Most of the behaviors that need to be changed will come as a significant
disadvantage to any individual who undertakes the change unilaterally. You're
going to have a hard time competing in the job market if you're one of a very
few who won't drive. You won't be out of a job if everyone is in it together.
Everyone will think you're a weirdo if you're the only person who doesn't heat
their house. Your parents will be very unhappy if you're the only child who
doesn't fly home every year. Your HOA will object if you incinerate your own
trash instead of sending it to a land-fill. So on, and so forth: no man is an
island.

And of course, what's particularly inappropriate is that so many vegans _like_
being contrarians, _prefer_ feeling morally superior to those around them,
etc. Contrarianism and vanity will never motivate the unwashed masses to do
what is necessary. Your virtues are a sand-castle beneath a waterfall.

>What makes you think this is a lazy and timid group?

Because they're putting the majority of their efforts into things that make
them feel good! Look at you: "I'm not happy just waiting". I'm not interested
in being _happy_ , I'm interested in stopping a catastrophe.

You don't like arguing with conservatives.
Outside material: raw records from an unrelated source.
PR #5048, opened 2026-08-19
Keep only the core file hash in `HiFileResult`

crtschin:
A large part of `CoreFile` was kept explicitly lazy and evaluated only when needed for linkables. These thunks retained buffers the size of the core files, increasing resident memory. 

Consider [`readBinCoreFile`](https://github.com/haskell/haskell-language-server/blob/master/ghcide/src/Development/IDE/GHC/CoreFile.hs?plain=1#L50-L58), which uses [`readBinMem`](https://hackage-content.haskell.org/package/ghc-9.14.1/docs/src/GHC.Utils.Binary.html#readBinMem) and allocates a buffer the same size as the file. The subsequent `getWithUserData` uses [`lazyGet`](https://github.com/haskell/haskell-language-server/blob/master/ghcide/src/Development/IDE/GHC/CoreFile.hs?plain=1#L48) to defer parsing the binary into data, though keeping the buffer resident.

This PR changes the dependency load results to only contain the hash, and loads the core files on demand when needed in `GetLinkable`. The following is over a private codebase, using ghc-debug-brick after opening a module with a large transitive closure and waiting for HLS to settle.

```
Without:
	Maximum residency 1860.7 MB
	Label ARR_WORDS
	Count 642627
	Size 556.76 MB

With fix:
	Maximum residency 1633.4 MB
	Label ARR_WORDS
	Count 641547  
	Size 263.46 MB
```


wz1000 (approved):
This broadly makes sense, I didn't expect that keeping serialised core files in memory would be meaningfully expensive.

PR #4873, opened 2017-07-12
{tools}[intel/2017a] cadaver v0.23.3

boegel:
(created using `eb --new-pr`)

PR #4874, opened 2017-07-12
Revert "{tools}[intel/2017a] cadaver v0.23.3"

verdurin:
Reverts easybuilders/easybuild-easyconfigs#4873

Doesn't yet include checksum, which I should have spotted.


boegel:
@verdurin I wouldn't revert the whole thing, but just add the checksum?

PR #4919, opened 2017-07-20
Update PLINK urls

pol:
The old PLINK urls were no longer active, updated to new URLs.


pol:
Why did I not scroll down prior to submitting the PR... ok, third time's the charm.  Sorry.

You like feeling good about what
you eat. Stop doing what you like. It's not about what you like. You probably
really won't like forging a compromise with people who couldn't care less
about animal rights or agricultural land use or nitrosamines, but you will
have to do it anyway. You won't like trying to appeal to their beliefs so you
can make them do what you want, but you have to do it or they won't do what
you want.

Climate activism is a political quest, not a personal one. The bottom line is
that we must _win_. Feeling good is useless.